Task to carry out: Go through the records below and copy out every line holding "duplicated".

Input:

PR #664, opened 2019-07-29
[1851] Remove validation for provider enrichment address2

tvararu:
I accidentally added this when I refactored something in this area.


tvararu:
[Provider #publish and #publishable](https://trello.com/c/CFEeSKyP/1851-provider-publish-and-publishable)

PR #666, opened 2019-07-30
🗡 fix dev role creation for db:create (and dropping for db:drop) 

misaka:
### Context

We've taken a couple stabs :hocho: at fixing how we create the use role when we create the db, esp on dev. :imp: 

* Create the user before the dbs are created, and then set the user's password afterwards. This sequence seems to be the right way to get things done.
* Unholy deeds :latin_cross: 

### Checklist

- [ ] Attach to Trello card
- [ ] Rebased master
- [ ] Cleaned commit history
- [x] Bug squashed

### DIFF
--- a/lib/tasks/prepare_postgres.rake
+++ b/lib/tasks/prepare_postgres.rake
@@ -1,34 +1,41 @@
 desc "Prepare db for dev environments"
 namespace :db do
-  task create: [:prepare_postgres]
+  task create: [:create_dev_role]
 
-  task :prepare_postgres do
-    if package_missing? 'postgres'
-      case RUBY_PLATFORM
-      when /darwin/
-        darwin_install_package 'postgres'
+  task :create_dev_role do
+    if exec_present? 'createuser'
+      system "createuser -d -s -w #{username}"
+      puts "Created user '#{username}'"
+    else
+      puts <<~EOTEXT
+        No 'createuser' command. Please ensure postgres is installed:
 
-      else
-        puts <<~EOTEXT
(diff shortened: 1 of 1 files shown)


lib/tasks/prepare_postgres.rake
```diff
@@ -48,13 +55,27 @@ private
...
 
-  def package_missing?(package)
-    command = 'which ' + package
-
-    `#{command}`[0] != '/'
+  def exec_present? name
+    system("which #{name} 2>&1 >/dev/null")
   end
 
   def darwin_install_package(package)
```
NyWeb: As we're moving away from a `one-click-installer`, let's delete this method to not have it slushing around perhaps?

NyWeb: As we're moving away from a "one-click-installer", let's delete the method `darwin_install_package` to not have it slushing around perhaps?

misaka: Ya, I had a problem when it tried to install postgres for me:

a) I already had `postgresql@9.6` installed, which matches the version in production, so I didn't really want the latest Postgres installed.
b) it hung for some reason and didn't complete, for some reason ... maybe brew doesn't like running that way? Not sure.

I agree we should probably just remove the method.

NyWeb: I tested it, and it just gave an error message in the build log, but still succeeded - seems floppy, so better to remove it. Mac devs should know how to use brew, and if not, it's in the error msg.

PR #927, opened 2019-10-23
[2364] Assign sites to courses for course creation

danielburnley:
### Context

We need to assign sites to courses in the create/build_new endpoints in order for the frontend to display them, and courses to be created with them

- Assign sites in the course controller
- `distinct` the sites relationship in the course model
  - Due to the way we solved the issue with sites= courses will be created with duplicated site statuses
    To work around that issue for now a distinct was added to the sites has_many to ensure the frontend only receives the sites added, not duplicates

### Checklist

https://trello.com/c/bFxJArKI/2364-assign-sites-to-course-during-creation

- [x] Attach to Trello card
- [x] Rebased master
- [x] Cleaned commit history

### DIFF
--- a/spec/models/course_spec.rb
+++ b/spec/models/course_spec.rb
@@ -284,6 +284,13 @@ describe Course, type: :model do
         it "does not persist the course" do
           expect(course).not_to be_persisted
         end
+
+        xcontext "Which is then saved" do
+          it "Should only have two site statuses" do
+            course.save
+            expect(course.site_statuses.count).to eq(2)
+          end
+        end
       end
 
       it "should assign new sites" do
--- a/app/controllers/api/v2/courses_controller.rb
+++ b/app/controllers/api/v2/courses_controller.rb
@@ -24,6 +24,7 @@ module API
         authorize @provider
         @course = Course.new(provider: @provider)
         update_subjects
+        update_sites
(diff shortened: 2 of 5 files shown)


spec/models/course_spec.rb
```diff
@@ -284,6 +284,13 @@
         it "does not persist the course" do
           expect(course).not_to be_persisted
         end
+
+        xcontext "Which is then saved" do
```
misaka: Should this be left pending?

danielburnley: I left it pending for now because I was wondering if it was worth attempting to create some kind of clean up after creation to remove the site_statuses, but after my quick spike I didn't get anywhere so :man_shrugging: 

I can remove it for now, but I do have concerns about potential risks when doing distinct if they're still duplicated. Though I do want to get this out the door :grimacing:

danielburnley: I might spend another 30 minutes on it prior to merging and see

misaka: This taken up tons of cycles already. At the risk of spawning more bugs, maybe we should just get it in and worry about the fallout later. :-/

danielburnley:
Rebased onto latest master - will merge when everything is passed

PR #928, opened 2019-10-23
2396 assign contacts with name

dankmitchell:
### Context
UCAS Contacts

- Ensure all UCAS contacts have a name, telephone number and email

### Guidance to review
🚢 

### Checklist
- [x] Attach to Trello card
- [x] Rebased master
- [x] Cleaned commit history

### DIFF
--- a/app/models/contact.rb
+++ b/app/models/contact.rb
@@ -21,6 +21,10 @@ class Contact < ApplicationRecord
 
   audited associated_with: :provider
 
+  validates :name, presence: true
+  validates :email, email: true, presence: true
+  validates :telephone, phone: { message: "^Enter a valid telephone number" }, allow_nil: true
+
   enum type: {
     admin: "admin",
          utt: "utt",
--- a/app/models/contact.rb
+++ b/app/models/contact.rb
@@ -23,7 +23,7 @@ class Contact < ApplicationRecord
 
   validates :name, presence: true
   validates :email, email: true, presence: true
-  validates :telephone, phone: { message: "^Enter a valid telephone number" }, allow_nil: true
+  validates :telephone, phone: true, allow_nil: true
 
   enum type: {
     admin: "admin",
--- a/db/migrate/20191023195941_assign_provider_name_to_contacts.rb
+++ b/db/migrate/20191023195941_assign_provider_name_to_contacts.rb
@@ -1,0 +1,8 @@
+class AssignProviderNameToContacts < ActiveRecord::Migration[6.0]
+  def change
+    ucas_contacts_without_name = Contact.where(name: nil)
+    ucas_contacts_without_name.each do |contact|
+      contact.update(name: contact.provider.contact_name, telephone: contact.provider.telephone)
+    end
+  end
+end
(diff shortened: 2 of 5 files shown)


dankmitchell:
[Ensure all contacts have a "name" value](https://trello.com/c/X2vV1SqL/2396-ensure-all-contacts-have-a-name-value)

app/models/contact.rb
```diff
@@ -21,6 +21,10 @@ class Contact < ApplicationRecord
 
   audited associated_with: :provider
 
+  validates :name, presence: true
+  validates :email, email: true, presence: true
+  validates :telephone, phone: { message: "^Enter a valid telephone number" }, allow_nil: true
```
defong: should message be in yml?

spec/models/contact_spec.rb
```diff
@@ -45,5 +46,56 @@
       contacts.first.save
       expect(provider.reload.changed_at).to be_within(1.second).of Time.now.utc
     end
+
+
+    it { should validate_presence_of(:name) }
```
defong:
```suggestion
    it { should validate_presence_of(:name) }
    it { should validate_presence_of(:emai) }
```

app/models/contact.rb
dankmitchell: Same as provider telephone number

defong:
I think you forgot to up the schema number

db/migrate/20191023195941_assign_provider_name_to_contacts.rb
```diff
@@ -0,0 +1,8 @@
+class AssignProviderNameToContacts < ActiveRecord::Migration[6.0]
+  def change
+    ucas_contacts_without_name = Contact.where(name: nil)
```
misaka: We should probably add `.includes(:provider)` here for performance.

spec/models/contact_spec.rb
```diff
@@ -45,5 +46,56 @@
...
+      end
+
+      it "validates email contains an @ symbol" do
+        contact.email = "bar"
+        contact.valid?
+
+        expect(contact.errors[:email]).to include("^Enter an email address in the correct format, like name@example.com")
+      end
+
+      it "Does not validate the email if it is not present"do
```
misaka: "Does not validate the email if it is not present"? Not sure that fits the test below, or am I missing something?

app/models/contact.rb
misaka: I think @defong is right, we have a bunch of error messages already in locales, and this one probably belongs there.

https://github.com/DFE-Digital/manage-courses-backend/blob/413be4d4ada4407505ae6371614a929f80fbcf3a/config/locales/en.yml#L67-L68

db/migrate/20191023195941_assign_provider_name_to_contacts.rb
dankmitchell: Before: `1.0257s` 
After: `0.7702s`

💯

app/models/contact.rb
dankmitchell: Ah yes, you are right.

spec/models/contact_spec.rb
dankmitchell: Updated

db/migrate/20191023195941_assign_provider_name_to_contacts.rb
misaka: w00t! 😝 Ok, thought it would be a bit slower.

PR #935, opened 2019-10-25
[2416] - Refactor Course request spec

TobyRet:
Small followup PR for https://trello.com/c/5FZxbtXi/2388-fix-ucas-agerange to add a 'primary' and 'secondary' trait to the Course factory. 

### Checklist

- [x] Attach to Trello card
- [x] Rebased master
- [x] Cleaned commit history


spec/factories/courses.rb
```diff
@@ -52,6 +52,16 @@
       )
     }
 
+    trait :primary do
+      level { :primary }
+      age_range_in_years { "3_to_7" }
+    end
+
+    trait :secondary do
+      age_range_in_years { "16_to_18" }
```
fofr: Minor: Can we do 11 to 18, as I think that's most common

fofr: 16 to 18 is an invalid age, courses must span an age range of more than 4 years.

fofr: Screen Shot 2019-10-25 at 15 42 46

TobyRet: Yes of course. Thanks for pointing this out @fofr

defong: feeling like we going to have a whack mole moment....
https://github.com/DFE-Digital/manage-courses-backend/pull/925

spec/factories/courses.rb
```diff
@@ -52,6 +52,16 @@
       )
     }
 
+    trait :primary do
```
defong: I don't think trait is quite right for setting both the `level` and `age_range_in_years`.

Given that there is a `infer_level` trait that assigns the `infer_level?` transient which takes in the the `subjects` that has been assigned to the in order to infer the `level` that the course should be.

ie 
```ruby

create(:course, :infer_level, subjects: ["primary"])

```
maybe `infer_level_and_age_range_in_years` or `infer_age_range_in_years`

if we are going to keep traits as a way of assigning `age_range_in_years` from a pool of available options


```ruby
trait :age_range_in_years_for_secondary do
 age_range_in_years {available_options.sample }
end

trait :age_range_in_years_for_primary do
 age_range_in_years {available_options.sample }
end

trait :age_range_in_years_for_fe do
 age_range_in_years {available_options.sample }
end

```

misaka: I'd suggest we just keep things simple. I don't think it's worth the extra machinery or cognitive load to have fancy, complicated traits that do a load of stuff. I'd prefer traits that are relatively simple short-hand for a common type of course, e.g. `:primary`, and anything else can be handled using traditional mechanisms, i.e. setting attributes.

TobyRet: Yeah I'm not keen on complicated traits / factories either. They should express the domain accurately though.
Is it not right to assume that a 'primary' course would have `level' equal to _primary_ and `age_range_in_years` equal to _3...11_ years?

defong: nah nothing wrong with that

but as long as we aware that this is incompatibility its fair game

```ruby
create(:course, :infer_level, :secondary, subjects: ["primary"])
```

dankmitchell:
[Refactor Course request spec](https://trello.com/c/zvgye3FI/2416-refactor-request-coursespecrb)

misaka:
🚢

spec/factories/courses.rb
defong: @TobyRet 

outcome of battle with @misaka 

trait names `:primary`, `:secondary`, and `:further_education` is poor so i suggest the below without setting the `level`.

```ruby
trait :age_range_in_years_for_secondary do
 age_range_in_years {available_options_for_secondary.sample }
end

trait :age_range_in_years_for_primary do
 age_range_in_years {available_options_for_primary.sample }
end

trait :age_range_in_years_for_further_education do
 age_range_in_years {available_options_for_further_education.sample }
end

```

example 
```ruby
create(:course, :age_range_in_years_for_further_education, level: :further_education)
```

Going follow, the current course factory has limited usages as based on a number of valid values are based on the course `level`

ie a course with a `level` of `further_education` can not have any other `subjects` that is not a `further_education` type subject as well as an `age_range_in_years` that is not appropriate for `further_education`

carded as https://trello.com/c/ZY5CbBG4/2455-course-factory-needs-be-broken-to-down-per-level-as-picking-a-valid-option-for-one-level-can-be-invalid-in-the-other

PR #944, opened 2019-10-30
[2437] Update courses title when subjects are updated

davidgisbey:
### Context

The title courses title(name attribute) is not currently being updated when it's subjects are being updated.

- update the course's name when it's subjects are updated
- refactor the course factory to use the correct name if is has subjects

### Checklist

- [x] Attach to Trello card
- [x] Rebased master
- [x] Cleaned commit history

### DIFF
--- a/app/controllers/api/v2/courses_controller.rb
+++ b/app/controllers/api/v2/courses_controller.rb
@@ -178,6 +178,9 @@ module API
         return if subject_ids.nil?
 
         @course.subjects = Subject.where(id: subject_ids)
+        generate_course_title_service = Courses::GenerateCourseTitleService.new
+        @course.name = generate_course_title_service.execute(course: @course)
+        @course.save
       end
 
       def build_provider
@@ -259,7 +262,8 @@ module API
                   :sites_types,
                   :course_code,
                   :subjects_ids,
-                  :subjects_types)
+                  :subjects_types,
+                  :name)
           .permit(
             :english,
             :maths,
@@ -270,7 +274,6 @@ module API
             :applications_open_from,
             :study_mode,
             :is_send,
-            :name,
             :accrediting_provider_code,
             :funding_type,
             :level,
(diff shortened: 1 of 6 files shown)


davidgisbey:
[Call the course title service when a courses subjects are updated](https://trello.com/c/MhdyziFd/2437-call-the-course-title-service-when-a-courses-subjects-are-updated)

app/controllers/api/v2/courses_controller.rb
```diff
@@ -178,6 +178,9 @@ def update_subjects
         return if subject_ids.nil?
 
         @course.subjects = Subject.where(id: subject_ids)
+        generate_course_title_service = Courses::GenerateCourseTitleService.new
+        @course.name = generate_course_title_service.execute(course: @course)
+        @course.save
```
danielburnley: don't think we should be calling `.save` here, it'll get called elsewhere and this method isn't related to saving :eyes: 
```suggestion
```

spec/factories/courses.rb
```diff
@@ -87,18 +87,28 @@
...
       if evaluator.age.present?
         course.created_at = evaluator.age
         course.updated_at = evaluator.age
         course.changed_at = evaluator.age
       end
 
+      if course.subjects.any?
+        generate_course_title_service = Courses::GenerateCourseTitleService.new
+        course.name = generate_course_title_service.execute(course: course)
+        course.save
```
defong: no need to save, this is factory for create

spec/factories/courses.rb
```diff
@@ -58,7 +58,7 @@
     end
 
     trait :secondary do
-      age_range_in_years { "11_to_18" }
+      age_range_in_years { "16_to_18" }
```
defong: any reason why this was changed?

app/controllers/api/v2/courses_controller.rb
davidgisbey: Done

spec/factories/courses.rb
davidgisbey: done

spec/factories/courses.rb
davidgisbey: It was accidentally changed in a rebase.

PR #947, opened 2019-10-31
[2466] Updated prod subscription in mcb

rizzkhan1:
# Context
Update new prod subscription details in mcb


dankmitchell:
[Update MCB config to CIP subscription](https://trello.com/c/fskwcaHg/2466-update-mcb-config-to-cip-subscription)

PR #951, opened 2019-10-31
[2470] Assign provider to course before other params in creation

danielburnley:
### Context

The course doesn't have the provider set when creating the course with all params at the same time. This calls the `funding_type=` method to be called before the provider is set

Assign the provider to the course first before assigning other attributes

Written response:
  - Due to the way we solved the issue with sites= courses will be created with duplicated site statuses
I can remove it for now, but I do have concerns about potential risks when doing distinct if they're still duplicated. Though I do want to get this out the door :grimacing:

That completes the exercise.